What to work on:
Output every entry below exactly as it is written.

● ● ● ● ●

PR #183, opened 2020-05-12
Fix staticcheck issues

dgryski:
Note that these are almost all style issues, except for the issue
in request_setting_test.go where the same field was on the left
and right hand sides of an inequality check.


mccurdyc:
Thank you! Closing because of https://github.com/fastly/go-fastly/pull/184/commits/79b373bdb04c0db69d8169edb8a179e5b3e1dad8.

● ● ● ● ●

Solution for this task:
PR #183, opened 2020-05-12
Fix staticcheck issues

dgryski:
Note that these are almost all style issues, except for the issue
in request_setting_test.go where the same field was on the left
and right hand sides of an inequality check.


mccurdyc:
Thank you! Closing because of https://github.com/fastly/go-fastly/pull/184/commits/79b373bdb04c0db69d8169edb8a179e5b3e1dad8.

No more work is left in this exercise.